(Stored data entries)
_____
PR #5262, opened 2026-01-14
Convert pki password-generate to Java

edewata:
The `pki password-generate` CLI has been converted into Java so that later it can be used in shell/batch mode.

A new test has been added to verify `pki password-generate` with default and non-default charsets.


base/common/python/pki/cli/main.py
```diff
@@ -26,14 +26,11 @@
...
 
 import pki.cli
-import pki.cli.password
 import pki.nssdb
 
 logger = logging.getLogger(__name__)
 
 
-PYTHON_COMMANDS = ['password-generate']
-
```
fmarco76, line 36: Should this command move to the `JAVA_COMMANDS` list?

base/common/python/pki/cli/main.py
```diff
@@ -404,20 +403,7 @@ def execute(self, argv, args=None):
...
-            logger.debug('Arguments: %s', ' '.join(module_args))
-
-            module.execute(module_args)
-
-        elif client_type == 'java':
-            self.execute_java(args.remainder)
-
-        else:
-            raise Exception('Unsupported client type: ' + client_type)
+        self.execute_java(args.remainder)
```
fmarco76, line 407: IIUC all commands are not in Java so maybe this double step `execute()` followed by `execute_java()` could be reorganised. It can be done in separate PR.

base/tools/src/main/java/com/netscape/cmstools/cli/PasswordGenerateCLI.java
```diff
@@ -0,0 +1,221 @@
...
+        return (char) ('a' + index);
+    }
+
+    public char getUpperCaseLetter(int index) {
+        return (char) ('A' + index);
+    }
+
+    public char getPunctuation(int index) {
+        return PUNCTUATIONS.charAt(index);
+    }
```
fmarco76, line 79: The above method could be privates, I do not think these have an use outside  of this class.
Maybe also the `generatePassword()` could be private.

base/common/python/pki/cli/main.py
edewata: Yes, I thought I did change it but apparently it didn't get saved.

base/common/python/pki/cli/main.py
edewata: Yes, will do in a separate PR.

base/tools/src/main/java/com/netscape/cmstools/cli/PasswordGenerateCLI.java
edewata: OK, I changed them to private.

edewata:
@fmarco76 The PR has been updated as mentioned above. Thanks!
_____
Exercise requirements
Work out how many lines in the records above contain the word "could", and reply with that number alone.

Answer space
3